──────── Extracted information
PR #9133, opened 2019-06-12
Deduplicate relative paths in protocol consolidation

howleysv:
The issue I was having in my environment (which you can replicate using nix with `nix-shell -p elixir`)  was that `:code.get_path()` returns duplicate paths for the elixir lib in the form:
```
.../elixir/bin/../lib/elixir/ebin
.../elixir/lib/elixir/ebin
```

This caused duplicate protocol implementations to be found and a bunch of warnings were getting spit out at every compile, but I think it would be better for elixir to handle these cases gracefully.

The main addition here calls `Path.expand/1` on every path and then `Enum.uniq/1` to remove duplicates. I also noticed the args were flipped in `:lists.prefix/2` for removing the OTP paths. Passing String paths to `Protocol.extract_impls/2` then caused an issue (even though the typespec says it accepts Strings) because `:beam_lib.chunks/2` only accepts charlist paths. Incidently, I noticed that `:file.list_dir/1` DOES accept either type, so I removed the unnecessary guard.

### DIFF
--- a/lib/elixir/lib/protocol.ex
+++ b/lib/elixir/lib/protocol.ex
@@ -463,14 +463,12 @@ defmodule Protocol do
         do: mod
   end
 
-  defp list_dir(path) when is_list(path) do
+  defp list_dir(path) do
     case :file.list_dir(path) do
       {:ok, files} -> files
       _ -> []
     end
   end
-
-  defp list_dir(path), do: list_dir(to_charlist(path))
 
   defp extract_from_file(path, file, prefix, callback) do
     if :lists.prefix(prefix, file) and :filename.extension(file) == '.beam' do
@@ -478,7 +476,7 @@ defmodule Protocol do
     end
   end
 
-  defp extract_from_beam(file, callback) do
+  defp extract_from_beam(file, callback) when is_list(file) do
     case :beam_lib.chunks(file, [:attributes]) do
       {:ok, {module, [attributes: attributes]}} ->
         callback.(module, attributes)
@@ -486,6 +484,10 @@ defmodule Protocol do
       _ ->
         nil
     end
+  end
+
+  defp extract_from_beam(file, callback) do
+    extract_from_beam(to_charlist(file), callback)
   end
 
   @doc """
--- a/lib/mix/lib/mix/tasks/compile.protocols.ex
+++ b/lib/mix/lib/mix/tasks/compile.protocols.ex
@@ -109,11 +109,19 @@ defmodule Mix.Tasks.Compile.Protocols do
   end
 
   defp consolidation_paths do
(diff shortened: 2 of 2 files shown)


josevalim:
Thanks Shane!

Does this issue happen exclusively with nix? If so, is there a possibility
nix is the one duplicating the paths?

In other words, I would prefer to figure out the root cause as having
duplicate paths may cause other unforeseen issues later.
-- 


*José Valim*
www.plataformatec.com.br
Skype: jv.ptec
Founder and Director of R&D

howleysv:
This is just where I encountered it, I didn't dig further into what might be causing it in nix but it should probably also be addressed.

I decided to take this approach since it seemed like regardless of this specific instance, if we end up with multiple paths that reference the same dir, we shouldn't treat the same beam file multiple times as separate implementations of a protocol.

josevalim:
I’d prefer to investigate the root cause and include this fix only if
really necessary. :)
-- 


howleysv:
I have narrowed this down to being related the the `ERL_LIBS` environmental variable.
If this includes the elixir library path, it results in duplicated paths in `:code.get_path/0`, which in turn results in the aforementioned Protocol issue.

I've never worked with `ERL_LIBS` before, so I'm not sure what the legitimate use-cases are for using it in the elixir ecosystem, or if duplicated paths are supposed to be tolerated or prevented.

josevalim:
@howleysv perfect. The last question is: what/who is setting/changing ERL_LIBS to point to Elixir? Do you have any idea?

howleysv:
My best guess is that it's caused by this script used by the elixir packages: https://github.com/NixOS/nixpkgs/blob/master/pkgs/development/interpreters/elixir/setup-hook.sh

But I don't know enough about nix to debug it or to rebuild the package without this script 😞

josevalim:
Maybe you can revert the commit that adds it? https://github.com/NixOS/nixpkgs/commit/2d6d9682bb8a910f3eb5f0be8d5687c753e9732c#diff-6e905b109f4204dddbf31192e619abcc

But yeah, I don't think this is a bug in Elixir a it is being configured incorrectly. If other people are running into this, then maybe it is worth doing some detection and failing early on, but it seems you ran into an edge case.

howleysv:
Thanks for the feedback @josevalim!

I was trying to figure out if erlang considers it bad behaviour to have duplicate code paths and while it handles it without complaining, the output of `:code.clash/0` seems to suggest that it's something that isn't intended. So I'm happy to consider it bad configuration to use `ERL_LIBS` like this and I'll try get it fixed on the nix side.

If you think there's value in the bugfixes I made to `Protocol.extract_impls/2` and `Mix.Tasks.Compile.Protocols.filter_otp/2`, I can resubmit them.

PR #9134, opened 2019-06-12
Improve a comment in env.sh.eex for releases

whatyouhide:
When reading the file, it's not clear why uncommenting `RELEASE_NODE` fails and it fails with a message that is not easy to act on (`Can't set short node name!\nPlease check your configuration`).

### DIFF
--- a/lib/mix/lib/mix/tasks/release.init.ex
+++ b/lib/mix/lib/mix/tasks/release.init.ex
@@ -66,8 +66,8 @@ defmodule Mix.Tasks.Release.Init do
     #   export ELIXIR_ERL_OPTIONS="-heart"
     # fi
 
-    # Set the release to work across nodes. If using the long name format like the
-    # one below (my_app@127.0.0.1), you need to also uncomment the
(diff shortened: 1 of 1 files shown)


josevalim:
Can you please mirror this in the env.bat.eex template too?
-- 


*José Valim*
www.plataformatec.com.br
Skype: jv.ptec
Founder and Director of R&D

lib/mix/lib/mix/tasks/release.init.ex
```diff
@@ -66,7 +66,9 @@ defmodule Mix.Tasks.Release.Init do
     #   export ELIXIR_ERL_OPTIONS="-heart"
     # fi
 
-    # Set the release to work across nodes
+    # Set the release to work across nodes. If using a long name like the
```
fertapric: "my_app@127.0.0.1" is pretty short 😛 

What do you think about?

```suggestion
    # Set the release to work across nodes. If using a long name format like the
```

whatyouhide:
> Can you please mirror this in the env.bat.eex template too?

Done.

PR #9135, opened 2019-06-12
Fix bad naming on release script for Windows

fertapric:
@josevalim this needs to be back-ported to v1.9 too


josevalim:
Approved!
-- 

Issue #1026, opened 2021-04-27
Wakapi URL (domain with subpath) does not work


dashezup:
**Describe the bug**
There is `api_domain` parameter for wakatime card, but it does not work with custom `wakapi` instances with subpath in the API base URL. When the one self-host wakapi the usual way is reverse proxy the app to a subpath of a HTTPS site.
assume the wakapi instant can be accessed from `https://domain.tld/wakapi/`
api access: `https://domain.tld/wakapi/api/v1/users/{username}/stats/{range}`

neither including `/` (slash) nor `%2F` work.

`https://github-readme-stats.vercel.app/api/wakatime?username=username&api_domain=domain.tld%2Fwakapi&range=last_7_days`
it shows:
```
Something went wrong! file an issue at https://git.io/JJmN9 Cannot read property 'status' of undefined
```

**Expected behavior**
Return the wakatime card when `api_domain` is a URL which contains slash

**Additional context**
maybe add `api_base_url`?

dashezup:
You can try this for testing with my wakapi instance

the public data API works properly
`https://ezup.dev/wakapi/api/v1/users/dashezup/stats/last_7_days`

but the wakatime card does not work
`https://github-readme-stats.vercel.app/api/wakatime?username=dashezup&api_domain=ezup.dev%2Fwakatime&range=last_7_days`

PR #1028, opened 2021-04-27
fix: custom wakatime api url with subpath as api_domain

dashezup:
Allow the value of `api_domain` parameter to be HTML entity encoded string, so that API URL with subpath could be accepted not just domain.

as I mentioned in the corresponding issue, custom wakapi instance usually under a subpath, this change is necessary for it to work.

Fixes anuraghazra/github-readme-stats#1026


dashezup:
With this commit, custom wakapi instance which its api url includes a subpath works

https://github-readme-stats-two-ashy.vercel.app/api/wakatime?username=dashezup&api_domain=ezup.dev%2Fwakapi&range=last_7_days

dashezup:
Close since #1235 is merged.

Issue #1029, opened 2021-04-28
calculate rank total_value mistake


cmougan:
In the file src/calculateRank.js:
 
```
const RANK_S_VALUE = 1;
  const RANK_DOUBLE_A_VALUE = 25;
  const RANK_A2_VALUE = 45;
  const RANK_A3_VALUE = 60;
  const RANK_B_VALUE = 100;

  const TOTAL_VALUES =
    RANK_S_VALUE + RANK_A2_VALUE + RANK_A3_VALUE + RANK_B_VALUE;

```

Should not it be
```
  const TOTAL_VALUES =
    RANK_S_VALUE + RANK_DOUBLE_A_VALUE + RANK_A2_VALUE + RANK_A3_VALUE + RANK_B_VALUE;
```

emily876:
can you assign me this issue?

anuraghazra:
Thanks for opening the issue, closing via https://github.com/anuraghazra/github-readme-stats/pull/1031#issuecomment-882052373

PR #1031, opened 2021-04-29
#1029

cmougan:
Solving issue src/calculateRank.js #1029


anuraghazra:
I thanks for the PR but we are looking into totally changing the stats calculation algorithm. So closing this now.

PR #1091, opened 2021-05-29
feat: threshold for wakatime duration

florianbussmann:
This introduces a parameter called `min_seconds` to wakatime cards which drops languages below the provided threshold

image

### Before
image
image

### After
Providing `min_seconds` = 600 will drop all languages with duration below 10 minutes (600 seconds)
image
image

### DIFF
--- a/api/wakatime.js
+++ b/api/wakatime.js
@@ -30,6 +30,7 @@ module.exports = async (req, res) => {
     range,
     border_radius,
     border_color,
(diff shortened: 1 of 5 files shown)


anuraghazra:
Hi @florianbussmann thanks for the PR. do you think seconds is a good metric? since stats aren't gonna be realtime i think min_minute is fine.

PR #1114, opened 2021-06-05
Apostrophe for English singular possessive is always s

bl-ue:
...even if the name ends with s or x

e.g.

"Anil Das'" is incorrect; "Anil Das's" is correct.
"Felix'" is incorrect; "Felix's" is correct.

For more info, see
https://www.thepunctuationguide.com/apostrophe.html#possessives

### DIFF
--- a/src/cards/stats-card.js
+++ b/src/cards/stats-card.js
@@ -35,10 +35,10 @@ const createTextNode = ({
     <g class="stagger" style="animation-delay: ${staggerDelay}ms" transform="translate(25, 0)">
       ${iconSvg}
       <text class="stat bold" ${labelOffset} y="12.5">${label}:</text>
-      <text 
-        class="stat" 
-        x="${(showIcons ? 140 : 120) + shiftValuePos}" 
-        y="12.5" 
+      <text
+        class="stat"
+        x="${(showIcons ? 140 : 120) + shiftValuePos}"
+        y="12.5"
         data-testid="${id}"
       >${kValue}</text>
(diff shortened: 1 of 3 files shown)


bl-ue:
ping @anuraghazra :)

bl-ue:
@anuraghazra.

rickstaa:
@bl-ue Sorry for the late reply. I think the issue #1114 fixes is quite opinionated, with each style guide having its own rules around the **singular** possessive form  (see https://www.myenglishpages.com/english/grammar-lesson-possessive-form-proper-nouns-ending-s-z-x.php). Therefore, I believe that both `Anil Das's` and `Anil Das'` are correct for the English translation. I, however, agree that `"Felix'` is incorrect and "Felix's" is correct. Some style guides only use an apostrophe for the `x, ch and z` sounds, but these are uncommon. I, therefore, think that if @anuraghazra agrees (he added this code in https://github.com/anuraghazra/github-readme-stats/commit/f7f11d0b2500c0332535e6c3e5ec41819e9d813b), you can remove the `x` from line 97

https://github.com/anuraghazra/github-readme-stats/blob/e9c55d90ad8c9663a480ffaa56484f979ce86fad/src/cards/stats-card.js#L97-L99

For the dutch translation, the current implementation looks correct. There are some additional rules based on the vowel sounds that are hard to implement (see https://www.dutchgrammar.com/en/?n=Pronouns.po06). For the german and Nepali forms, I'm unsure.

PR #875, opened 2021-02-12
fix: renderGradient returns undefined

cuyl:

PR #1133, opened 2021-06-11
fix: return "" instead of return undefined

JacobLinCool:
the function renderGradient returns  undefined if colors.bgColor !== "object"

which may render "undefined" into SVG

and actually, it has already done so


anuraghazra:
Thanks @JacobLinCool

cuyl:
closed #875

PR #1158, opened 2021-06-24
Fix undefined in card svg

tusharsadhwani:
There was an undefined in the svg because of bad return statement, this fixes that.

image


anuraghazra:
Fixed via #1133

PR #1196, opened 2021-07-19
Made Customization navigation better.

OldWizard209:
Customization had loads of parts, so I just improved navigation for all of them.


anuraghazra:
Thanks!

Issue #1206, opened 2021-07-25
Bug(StatsCard): Padding of items seem to be related to the title-length.


Morphclue:
# Describe the bug
I've tried to implement #1155 and noticed, that the padding of the stat-items seems to be related to the title length.

## Actual behavior
"Insgesamt erhaltene Sterne" (see german card for reference) overlaps with the total star count.

## Expected behavior
"Insgesamt erhaltene Sterne" (see german card for reference) should have a padding like "Liczba Gwiazdek dostanych" (see polish card for reference)

#### English
![image](https://user-images.githubusercontent.com/43741877/126891719-385919f2-f622-4c02-9f47-e55a51bd65cf.png)
#### German
![image](https://user-images.githubusercontent.com/43741877/126891742-1dd25f4f-98b6-4b8f-8605-11acc50c4b0e.png)
#### Dutch
![image](https://user-images.githubusercontent.com/43741877/126891789-48eb87a3-a2f7-4321-a8aa-568f8f881d31.png)
#### Polish
![image](https://user-images.githubusercontent.com/43741877/126891926-f8535284-78db-4918-9755-409ee4af3bcd.png)

distrustME:
This bug should be fixed now in #1207. I'll close this issue if the PR gets merged.

Issue #1155, opened 2021-06-23
wrong starts number


532910:
https://github-readme-stats.vercel.app/api?username=532910&show_icons=true&theme=merko

![image](https://user-images.githubusercontent.com/14617699/123138427-aded7700-d45d-11eb-9cd8-a67bce46e6ba.png)

![image](https://user-images.githubusercontent.com/14617699/123138636-ee4cf500-d45d-11eb-91cc-70248246f2f7.png)

John8790909:
@532910 the stars on your profile are the repositories you have stared and the stars in the GitHub stats are the stars people have given your repositories so I think it is displaying the right amount of stars you just go mixed up.

532910:
This way it should be `Total stars received`.

John8790909:
Maybe, but that would be too long don't you think?

532910:
I think the word `Total` should be removed.

John8790909:
Well, then make an issue suggesting that change.

andreakaye:
I wish I had time for this but I work three jobs now because someone went
and fucked up my whole game

GOODBYE

rickstaa:
Closing as this is no longer an issue.

PR #1207, opened 2021-07-25
feat: Added more descriptive name

Morphclue:
# Description
This branch will clarify that the total stars are stars you've received and not given other repositories.
It also fixes the missing padding described in #1206.

### Code
- Changed Translations in `en`, `pl`, `nl` and `de`

## Types of changes
- Enhancement
- Refactor

## Reference
- #1206 
- #1155 

#### Before and After
image
image


src/cards/stats-card.js
```diff
@@ -137,19 +137,6 @@ const renderStatsCard = (stats = {}, options = { hide: [] }) => {
...
-    "es",
-    "fr",
-    "pt-br",
-    "ru",
-    "uk-ua",
-    "id",
-    "my",
-    "pl",
-  ];
-  const isLongLocale = longLocales.includes(locale) === true;
```
anuraghazra, line 151: We actually do want this logic to be present, if we just assume every locale is as long as 100px and shift it by that amount it will look weirdly gaped for short locales. 

So i think we should adjust depending on if the locale is long or not.

distrustME: You are right. I've reverted the commit and added "de" and "nl" to longLocal. This should fix the problem for now.
I think the best solution in the future would be to make the shift dependend on the characters counted for each line and then figure out the padding.
If you agree with me I will create an issue for that so that someone can improve that 👍

anuraghazra:
Thanks @Morphclue

src/translations.js
```diff
@@ -33,16 +33,16 @@ const statCardLocales = ({ name, apostrophe }) => {
       ar: "مجموع النجوم",
       cn: "获标星数（star）",
       cs: "Celkem hvězd",
-      de: "Sterne Insgesamt",
-      en: "Total Stars",
+      de: "Insgesamt erhaltene Sterne",
+      en: "Total stars received",
```
anuraghazra, line 37: cheeky change you put in there, this wasn't suppose to happen lol.

anuraghazra:
Okay thats a mistake, 

Your I got confused by the PR title and the linked issues that did not noticed 

> This branch will clarify that the total stars are stars you've received and not given other repositories.
This change wasn't suppose to happen. 

We are yet to decide on which wording to use. "gained" or "received"

PR #1238, opened 2021-08-10
Add traditional Chinese (zh-tw)

ItzMiracleOwO:
Add traditional Chinese (zh-tw)

### DIFF
--- a/src/translations.js
+++ b/src/translations.js
@@ -6,6 +6,7 @@ const statCardLocales = ({ name, apostrophe }) => {
     "statcard.title": {
       ar: `${encodedName} إحصائيات غيت هاب`,
       cn: `${encodedName} 的 GitHub 统计数据`,
+      "zh-tw": `${encodedName} 的 GitHub 統計數據`,
       cs: `GitHub statistiky uživatele ${encodedName}`,
       de: `${encodedName + apostrophe} GitHub-Statistiken`,
       en: `${encodedName}'${apostrophe} GitHub Stats`,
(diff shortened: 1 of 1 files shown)


src/translations.js
```diff
@@ -84,6 +87,7 @@ const statCardLocales = ({ name, apostrophe }) => {
     "statcard.prs": {
       ar: "مجموع طلبات السحب",
       cn: "拉取请求数（PR）",
+      "zh-tw": "拉取請求數（PR）",
```
rickstaa, line 90: @ItzMiracleOwO Thanks a lot for your contribution. I don't speak traditional Chinese, but the translations look good in google translate. Is there a language syntax reason you added an extra space at the end of the `statcard.prs` and `statcard.commits`. If not, please remove these extra spaces to merge this pr.

rickstaa (changes requested):

src/translations.js
```diff
@@ -58,6 +60,7 @@ const statCardLocales = ({ name, apostrophe }) => {
     "statcard.commits": {
       ar: "مجموع الحفظ",
       cn: "累计提交数（commit）",
+      "zh-tw": "累計提交數（commit）",
```
rickstaa, line 63: See comment below

src/translations.js
ItzMiracleOwO: Hi
Just adding spaces before and after brackets so that the words would seemed seperated on the card, we usually do the same in documents to make it look better

rickstaa: @ItzMiracleOwO Ah, I see. Thanks a lot for the explanation. In that case, the PR looks good to me. Thanks a lot for your contribution.

Issue #330, opened 2020-08-07
What is S rank?


hugovk:
**Describe the bug**

When I add `include_all_commits=true` my badge goes from A++ to S+

**Expected behavior**

I don't know what I expected, but I've no idea what S+ means. S is way down the alphabet, is it much worse than A-F?

**Screenshots / Live demo link (paste the github-readme-stats link as markdown image)**

```md
[![hugovk's GitHub stats](https://github-readme-stats.vercel.app/api?username=hugovk&count_private=true&show_icons=true&hide_title=true)](https://github.com/anuraghazra/github-readme-stats)
```
[![hugovk's GitHub stats](https://github-readme-stats.vercel.app/api?username=hugovk&count_private=true&show_icons=true&hide_title=true)](https://github.com/anuraghazra/github-readme-stats)

Add `include_all_commits=true`:

```md
[![hugovk's GitHub stats](https://github-readme-stats.vercel.app/api?username=hugovk&count_private=true&show_icons=true&hide_title=true&include_all_commits=true)](https://github.com/anuraghazra/github-readme-stats)
```
[![hugovk's GitHub stats](https://github-readme-stats.vercel.app/api?username=hugovk&count_private=true&show_icons=true&hide_title=true&include_all_commits=true)](https://github.com/anuraghazra/github-readme-stats)

**Screenshot**

![image](https://user-images.githubusercontent.com/1324225/89691122-cf5e7680-d910-11ea-8157-167fefc6a35d.png)

jopemachine:
> I don't know what I expected, but I've no idea what S+ means. S is way down the alphabet, is it much worse than A-F?

I think S means much better than A or A++. (not much worse than A-F).

I think the rating has gone up because the total number of commit is much higher when you include all your commit (private commits).

Metalhearf:
This maybe could interest you, about the _S to F_ grading.
https://en.wikipedia.org/wiki/Academic_grading_in_Japan

hugovk:
OK, thanks, good to know!

I wonder how widely know Japanese grading is. Perhaps it'd be better to shift the grades to begin with A and end with, say, C.

Or add some extra pluse to the existing to A, rather than S.

Thanks!

anuraghazra:
Yeah I guess I'll change this. A lot of people recommend me not to use S because it's confusing. 

I intentionally did this to curve the rankings toward A and A++ even for low active users.

avelino:
[...]

PR #1273, opened 2021-08-30
Changed ranking system

Dosx001:
First off, I would like to discuss about the current ranking system. The ranking system has been discussed numerous times.
#330 #455 #960
And it seems the general consensus is the ranking system is confusing or dissatisfying. 

I'm not trying to be mean or attack with you but I personally I think the rank system is dumb. Specifically with the rank assigned values B+, A, A+, A++, S, and S+. Where's B or S++? My university didn't even give out A+ and here you are giving out A++.

I think there are many ways to improve the current ranking system but you are not willing to implement them. One reason is you don't want people's rank dropping.
https://github.com/anuraghazra/github-readme-stats/pull/960#issuecomment-882050521
And I am assuming you don't want "negative" ranks like F or D.

So I think the best course of action is just to create a completely new system that you will be willing to implement, is not confusing, and is satisfying to the community. One such system would be a numerical rank system. 

Every new GitHub user will start at rank 0 and for every action they make they'll gain points. 
e.g. commits = 30pts, issues = 20pts, follower gained = 5pts, etc.
As users gain points their rank will also go up. Here's how users' rank will be determined. 

Y is the user's total points and and x is their rank. So plug in Y and solve for X. And here's a table showing you some of these X and Y values with the point difference between ranks.

| Rank | Total Points | Point Diff |
|---|---|---|
| 0 | 0 | N/A |
| 1 | 100 | 100 |
| 2 | 215 | 115 |
| 3 | 340 | 125 |
| 4 | 475 | 135 |
| ... | ... | ... |
| 999 | 5,089,900 | 10,085 |
| 1,000 | 5,099,995 | 10,095 |

One reason people dislike the current system is that they believe that they deserve a better rank compared to other users. With this new system, users will be able to distinguish themselves.

This new system will also eliminate confusion, as it is much simpler for our monkey brain to understand. Bigger number, better rank. 🐒🍌

And here it is in action.

I don't expect you to accept this PR, this is the first iteration of the new ranking system. Nothing is set in stone for this ranking system. I do expect you to check it out, provide feedback, and make your own tweaks.

### DIFF
--- a/express.js
+++ b/express.js
@@ -1,15 +1,15 @@
-import statsCard from './api/index.js'
-import repoCard from './api/pin.js'
-import langCard from './api/top-langs.js'
-import wakatimeCard from './api/wakatime.js'
-import express from 'express'
-import dotenv from 'dotenv'
+import statsCard from "./api/index.js";
+import repoCard from "./api/pin.js";
+import langCard from "./api/top-langs.js";
+import wakatimeCard from "./api/wakatime.js";
+import express from "express";
+import dotenv from "dotenv";
 
-dotenv.config()
-const app = express()
-app.listen(process.env.port || 9000)
+dotenv.config();
+const app = express();
+app.listen(process.env.port || 9000);
 
-app.get('/', statsCard)
-app.get('/pin', repoCard)
-app.get('/top-langs', langCard)
-app.get('/wakatime', wakatimeCard)
+app.get("/", statsCard);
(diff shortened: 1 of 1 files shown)


iskandarreza:
Yo what does this even mean? I was at an A+ and I didn't really care but today it says I'm B and now I want answers! lol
────────────────
For the string "issues", search the preceding data and copy every line that includes it.

» Reply to the task:
duplicate paths may cause other unforeseen issues later.
Your I got confused by the PR title and the linked issues that did not noticed 
e.g. commits = 30pts, issues = 20pts, follower gained = 5pts, etc.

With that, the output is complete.